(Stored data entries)
┄┄┄┄┄┄

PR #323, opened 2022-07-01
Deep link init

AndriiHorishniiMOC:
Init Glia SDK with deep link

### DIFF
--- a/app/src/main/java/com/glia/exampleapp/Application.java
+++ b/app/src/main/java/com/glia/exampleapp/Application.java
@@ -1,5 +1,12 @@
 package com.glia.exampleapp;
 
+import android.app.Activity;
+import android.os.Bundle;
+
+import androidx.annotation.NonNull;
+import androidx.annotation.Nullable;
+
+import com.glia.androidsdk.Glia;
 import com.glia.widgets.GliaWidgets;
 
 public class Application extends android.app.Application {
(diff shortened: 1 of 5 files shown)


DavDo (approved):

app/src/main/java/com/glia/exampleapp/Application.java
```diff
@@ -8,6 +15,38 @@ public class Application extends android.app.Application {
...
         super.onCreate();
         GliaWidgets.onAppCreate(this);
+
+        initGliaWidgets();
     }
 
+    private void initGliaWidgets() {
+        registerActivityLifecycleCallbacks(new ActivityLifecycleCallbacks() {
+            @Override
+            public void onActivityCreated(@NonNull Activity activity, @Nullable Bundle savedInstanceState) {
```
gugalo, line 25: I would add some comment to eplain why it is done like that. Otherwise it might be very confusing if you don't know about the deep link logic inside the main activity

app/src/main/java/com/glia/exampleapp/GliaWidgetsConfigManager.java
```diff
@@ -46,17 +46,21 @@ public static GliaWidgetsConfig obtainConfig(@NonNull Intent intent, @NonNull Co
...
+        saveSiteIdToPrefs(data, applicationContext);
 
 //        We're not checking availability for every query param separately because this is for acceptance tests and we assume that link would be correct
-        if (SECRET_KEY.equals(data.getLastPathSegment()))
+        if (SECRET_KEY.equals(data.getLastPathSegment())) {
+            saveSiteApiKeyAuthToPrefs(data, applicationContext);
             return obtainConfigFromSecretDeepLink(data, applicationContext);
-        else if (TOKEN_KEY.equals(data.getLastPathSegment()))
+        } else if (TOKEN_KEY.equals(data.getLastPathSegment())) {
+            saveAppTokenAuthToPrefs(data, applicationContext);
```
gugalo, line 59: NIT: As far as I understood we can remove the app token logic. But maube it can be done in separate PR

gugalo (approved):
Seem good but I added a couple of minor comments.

┄┄┄┄┄┄

## Task brief
Write the data out again in full. Match it word for word.

## Solution to this problem
PR #323, opened 2022-07-01
Deep link init

AndriiHorishniiMOC:
Init Glia SDK with deep link

### DIFF
--- a/app/src/main/java/com/glia/exampleapp/Application.java
+++ b/app/src/main/java/com/glia/exampleapp/Application.java
@@ -1,5 +1,12 @@
 package com.glia.exampleapp;
 
+import android.app.Activity;
+import android.os.Bundle;
+
+import androidx.annotation.NonNull;
+import androidx.annotation.Nullable;
+
+import com.glia.androidsdk.Glia;
 import com.glia.widgets.GliaWidgets;
 
 public class Application extends android.app.Application {
(diff shortened: 1 of 5 files shown)


DavDo (approved):

app/src/main/java/com/glia/exampleapp/Application.java
```diff
@@ -8,6 +15,38 @@ public class Application extends android.app.Application {
...
         super.onCreate();
         GliaWidgets.onAppCreate(this);
+
+        initGliaWidgets();
     }
 
+    private void initGliaWidgets() {
+        registerActivityLifecycleCallbacks(new ActivityLifecycleCallbacks() {
+            @Override
+            public void onActivityCreated(@NonNull Activity activity, @Nullable Bundle savedInstanceState) {
```
gugalo, line 25: I would add some comment to eplain why it is done like that. Otherwise it might be very confusing if you don't know about the deep link logic inside the main activity

app/src/main/java/com/glia/exampleapp/GliaWidgetsConfigManager.java
```diff
@@ -46,17 +46,21 @@ public static GliaWidgetsConfig obtainConfig(@NonNull Intent intent, @NonNull Co
...
+        saveSiteIdToPrefs(data, applicationContext);
 
 //        We're not checking availability for every query param separately because this is for acceptance tests and we assume that link would be correct
-        if (SECRET_KEY.equals(data.getLastPathSegment()))
+        if (SECRET_KEY.equals(data.getLastPathSegment())) {
+            saveSiteApiKeyAuthToPrefs(data, applicationContext);
             return obtainConfigFromSecretDeepLink(data, applicationContext);
-        else if (TOKEN_KEY.equals(data.getLastPathSegment()))
+        } else if (TOKEN_KEY.equals(data.getLastPathSegment())) {
+            saveAppTokenAuthToPrefs(data, applicationContext);
```
gugalo, line 59: NIT: As far as I understood we can remove the app token logic. But maube it can be done in separate PR

gugalo (approved):
Seem good but I added a couple of minor comments.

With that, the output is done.